Similar to previous model, we'll define a simple model using the [`tf.keras.layers.Dense`](https://www.tensorflow.org/versions/r2.0/api_docs/python/tf/keras/layers/Dense) layer.

In [None]:
# TODO: define a sequential model
model = tf.keras.Sequential([
    # TODO: add a first dense layer with 16 nodes applying ReLU activation function
    
    # TODO: add a second dense layer with 16 nodes applying ReLU activation function
    
    # TODO: add a last dense layer with only 1 node applying Softmax activation function
    
])

In [None]:
model.summary()

#### Compile the model

After defining the model structure, we configure the model such as optimizer, loss and metrics for training.

In [None]:
# TODO: compile the model with the following parameters
# - Optimizer: adam optimizer
# - Loss: binary_crossentropy
# - Metrics: accuracy

model.compile(

)

#### Create a validation set

When training, we want to check the accuracy of the model on data it hasn't seen before. Create a validation set by setting apart 10,000 examples from the original training data. (Why not use the testing set now?

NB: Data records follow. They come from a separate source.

PR #255, opened 2017-08-15
Basic HLSL compute shader support

### LINKED ISSUE #249: Implement SSBO flattening for HLSL
We will need to use ByteAddressBuffer and RWAddressBuffer to implement SSBOs. This will require special handling of SSBO access to handle address flattening not only for loads, but also for stores.

HansKristian-ARM:
Built upon https://github.com/KhronosGroup/SPIRV-Cross/pull/220.
Fixes #249.

Lots of stuff is certainly missing, but it should be usable now for basic compute shaders.

### DIFF
--- a/spirv_hlsl.cpp
+++ b/spirv_hlsl.cpp
@@ -1798,11 +1798,180 @@ void CompilerHLSL::emit_glsl_op(uint32_t result_type, uint32_t id, uint32_t eop,
 	}
 }
 
+void CompilerHLSL::emit_load(const Instruction &instruction)
+{
+	auto ops = stream(instruction);
+
+	auto *chain = maybe_get<SPIRAccessChain>(ops[2]);
+	if (chain)
+	{
+		auto &type = get<SPIRType>(chain->basetype);
+		uint32_t result_type = ops[0];
+		uint32_t id = ops[1];
+		uint32_t ptr = ops[2];
+
+		SPIRType target_type;
+		target_type.basetype = SPIRType::UInt;
+		target_type.vecsize = type.vecsize;
+		target_type.columns = type.columns;
+
+		if (type.columns != 1)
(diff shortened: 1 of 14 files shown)


spirv_hlsl.cpp
```diff
@@ -1798,6 +1850,199 @@ void CompilerHLSL::emit_glsl_op(uint32_t result_type, uint32_t id, uint32_t eop,
...
+		load_op = "Load3";
+		break;
+	case 4:
+		load_op = "Load4";
+		break;
+	default:
+		SPIRV_CROSS_THROW("Unknown vector size.");
+	}
+
+	auto load_expr = join(chain.base, ".", load_op, "(", chain.dynamic_index, chain.static_index, ")");
```
Kangz: Is a + missing between dynamic_index and static_index here? The same happens in the handling of store.

HansKristian-ARM: This is intentional. dynamic_index is something like "16 * foo + ", or blank.

Kangz: Sounds good

Kangz:
Thanks for taking a look at this, approach looks like the proper way to support SSBOs. How will passing SPIRCAccessChains to functions work, will it pass a pair of (buffer, offset)?

HansKristian-ARM:
I'm not entirely sure if you can pass access chains like that to functions, but glslang codegen typically goes via a dummy variable to satisfy the wonky requirements of function calls in GLSL/HLSL. Either we do that as well if needed, or pass down Buffer + Offset. The annoying bit with latter of course is that you probably cannot cast between ByteAddressBuffer and RWByteAddressBuffer, hnnngggggg. <_<

Kangz:
Pulling @dneto0 into the conversation. From what I remember, there is a constraint of SPIRV that makes it so we can know in the function if the parameter is a pointer in a readable or RW SSBO, but I can't find it in the spec. Do you know about it?

PR #272, opened 2017-09-05
Fix assignment optimization for logical and/or.

dsrbecky:
"x = x && y" was converted to "x &= y", which is invalid.


HansKristian-ARM:
Thanks for finding this. *facepalm*, I'll merge and add some regression tests for this.

PR #273, opened 2017-09-06
RMW optimizations tests

HansKristian-ARM:


HansKristian-ARM:
Travis hung, and already passes tests, so merging now.

PR #280, opened 2017-09-11
Fix texture GatherRed/Green/etc. methods for HLSL SM 5.0

rossy:
In GLSL, it seems like the component is selected with an integer constant argument, but in HLSL, it's selected by calling a different method on the texture itself.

Our goal is to develop and tune our model using only the training data, then use the test data just once to evaluate our accuracy).

In [None]:
x_val =
partial_x_train =

y_val = 
partial_y_train =

#### Train the model

Then, we'll start to train the model.

In [None]:
# Define the batch size and the number of epochs to use during training
BATCH_SIZE = 512
EPOCHS = 20

In [None]:
# TODO: train the model using (train_data, train_labels) 
#       do not forget to set epochs and batch size as the parameters!
# To compare the loss trend of train_data and validation_data, add the validation_data as a parameter of fit function
model_history = model.fit(

)

With this approach our model reaches a validation accuracy of around 88% (note the model is overfitting, training accuracy is significantly higher).

#### Evaluate the model
And let's see how the model performs. Two values will be returned. Loss (a number which represents our error, lower values are better), and accuracy.

In [None]:
results = model.evaluate()

print(results)

This fairly naive approach achieves an accuracy of about 87%. With more advanced approaches, the model should get closer to 95%.

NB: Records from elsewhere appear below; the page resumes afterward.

PR #284, opened 2017-09-20
Implement texture query APIs in HLSL

### LINKED ISSUE #283: can not convert textureSize to HLSL
layout (binding = 1) uniform sampler samLinear;
layout (binding = 2) uniform texture2D texGlow;
layout (location = 0) out vec4 outFragColor;
void main()
{
    vec2 texSize = textureSize(sampler2D(texGlow, samLinear), 0);
    outFragColor = vec4(0.0, 0.0, 0.0, 1.0);
}

this fragment shader world trigger assertion "Combined image samplers have no default expression representaion"

HansKristian-ARM:
Fixes #283.

### DIFF
--- a/reference/shaders-hlsl/frag/image-query-selective.frag
+++ b/reference/shaders-hlsl/frag/image-query-selective.frag
@@ -1,0 +1,145 @@
+Texture1D<uint4> uSampler1DUint : register(t0);
+SamplerState _uSampler1DUint_sampler : register(s0);
+Texture1D<int4> uSampler1DInt : register(t0);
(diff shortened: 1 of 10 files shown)


amerkoleci:
Why not inline GetDimensions calls to hlsl with some local variable generation?

HansKristian-ARM:
The main reason was that it was the easiest way, and GetDimensions is a very annoying API.
There are 4 opcodes which all would need to hit the same, but slightly different path.
Plus, this method is consistent with how other opcodes have been implemented, i.e. generate convenience functions instead of emitting many temporaries and duplicate code at the callsite.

#### Plotting network performance trend

In [None]:
history_dict = model_history.history
history_dict.keys()

In [None]:
history_dict = model_history.history

acc = history_dict['accuracy']
val_acc = history_dict['val_accuracy']
loss = history_dict['loss']
val_loss = history_dict['val_loss']

epochs = range(1, len(acc) + 1)

plt.figure(figsize=(12,9))
plt.plot(epochs, loss, 'bo', label='Training loss')
plt.plot(epochs, val_loss, 'b', label='Validation loss')
plt.title('Training and validation loss')
plt.xlabel('Epochs')
plt.ylabel('Loss')
plt.legend()
plt.show()

plt.figure(figsize=(12,9))
plt.plot(epochs, acc, 'bo', label='Training acc')
plt.plot(epochs, val_acc, 'b', label='Validation acc')
plt.title('Training and validation accuracy')
plt.xlabel('Epochs')
plt.ylabel('Accuracy')
plt.legend(loc='lower right')
plt.ylim((0.5,1))
plt.show()

In this plot, the dots represent the training loss and accuracy, and the solid lines are the validation loss and accuracy.

Notice the training loss decreases with each epoch and the training accuracy increases with each epoch. This is expected when using a gradient descent optimization—it should minimize the desired quantity on every iteration.

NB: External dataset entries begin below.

PR #286, opened 2017-09-23
Fix HLSL atan2() argument order

rossy:
It seems like HLSL uses the same atan2(y, x) argument order as GLSL. Fixing this corrected an error in one of our cross-compiled shaders.

I also used a small test shader to verify that this was correct. Left is a GLSL shader that graphs the range of atan(y, x), cross-compiled to HLSL with glslang and SPIRV-Cross (with this fix.) Right is the same shader running natively in OpenGL.
image

References:
http://docs.gl/sl4/atan
https://msdn.microsoft.com/en-us/library/windows/desktop/bb509575.aspx


HansKristian-ARM:
Yup, that looks like a typo. Thanks for finding it.

PR #289, opened 2017-09-27
Fix compilation with clang

Wotan:
Hi,

Project doesn't compile on my machine (clang 5.0.0, linux), spirv-cross doesn't have the correct compile options set. It was working on gcc since c++11 is enabled by default. 
The commit adds compile options & defines.


HansKristian-ARM:
Thanks.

This isn't the case for the validation loss and accuracy—they seem to peak after about twenty epochs. **This is an example of _overfitting_: the model performs better on the training data than it does on data it has never seen before.** After this point, the model over-optimizes and learns representations specific to the training data that do not generalize to test data.

For this particular case, we could prevent overfitting by simply stopping the training after twenty or so epochs. Later, you'll see how to do this automatically with a callback.